What to produce »
Lift every line from the entries that includes the word "Tables".

Dataset items:
Issue #257, opened 2018-02-16
Tables  only defined in SchemaMeta produces nullpointer exception


npetzall:
## Expected Behaviour
Not a NullPointerException
Either ignoring the table or warning about it or just rendering it.

## Current Behaviour
NullPointer occurs since SchemaMeta Tables aren't registered with Markdown.java

## Possible Solution
Check first if table is added by SchemaMeta and ignore all processing of it. Diagrams and such.
Or register them with Markdown and have them rendered correctly.

## Steps to Reproduce (for bugs)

Expected answer »
Tables  only defined in SchemaMeta produces nullpointer exception
NullPointer occurs since SchemaMeta Tables aren't registered with Markdown.java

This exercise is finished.